A verbatim copy of every entry is required.

________________

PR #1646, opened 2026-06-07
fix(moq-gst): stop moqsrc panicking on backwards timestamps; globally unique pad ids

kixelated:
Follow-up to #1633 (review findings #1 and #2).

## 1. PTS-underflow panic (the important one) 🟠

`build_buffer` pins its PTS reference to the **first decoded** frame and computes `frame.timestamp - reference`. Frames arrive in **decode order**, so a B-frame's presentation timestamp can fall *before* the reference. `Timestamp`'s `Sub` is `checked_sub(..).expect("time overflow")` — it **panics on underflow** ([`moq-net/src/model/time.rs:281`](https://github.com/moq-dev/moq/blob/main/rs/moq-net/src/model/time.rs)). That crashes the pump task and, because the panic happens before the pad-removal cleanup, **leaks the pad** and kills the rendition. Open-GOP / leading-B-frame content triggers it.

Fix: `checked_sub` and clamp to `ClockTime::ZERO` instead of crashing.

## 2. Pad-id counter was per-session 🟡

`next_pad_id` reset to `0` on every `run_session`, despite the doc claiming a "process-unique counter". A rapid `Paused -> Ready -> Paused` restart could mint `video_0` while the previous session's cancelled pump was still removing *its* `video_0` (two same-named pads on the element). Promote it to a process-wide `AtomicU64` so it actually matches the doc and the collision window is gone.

________________

» RESULT FOR THIS EXERCISE:
PR #1646, opened 2026-06-07
fix(moq-gst): stop moqsrc panicking on backwards timestamps; globally unique pad ids

kixelated:
Follow-up to #1633 (review findings #1 and #2).

## 1. PTS-underflow panic (the important one) 🟠

`build_buffer` pins its PTS reference to the **first decoded** frame and computes `frame.timestamp - reference`. Frames arrive in **decode order**, so a B-frame's presentation timestamp can fall *before* the reference. `Timestamp`'s `Sub` is `checked_sub(..).expect("time overflow")` — it **panics on underflow** ([`moq-net/src/model/time.rs:281`](https://github.com/moq-dev/moq/blob/main/rs/moq-net/src/model/time.rs)). That crashes the pump task and, because the panic happens before the pad-removal cleanup, **leaks the pad** and kills the rendition. Open-GOP / leading-B-frame content triggers it.

Fix: `checked_sub` and clamp to `ClockTime::ZERO` instead of crashing.

## 2. Pad-id counter was per-session 🟡

`next_pad_id` reset to `0` on every `run_session`, despite the doc claiming a "process-unique counter". A rapid `Paused -> Ready -> Paused` restart could mint `video_0` while the previous session's cancelled pump was still removing *its* `video_0` (two same-named pads on the element). Promote it to a process-wide `AtomicU64` so it actually matches the doc and the collision window is gone.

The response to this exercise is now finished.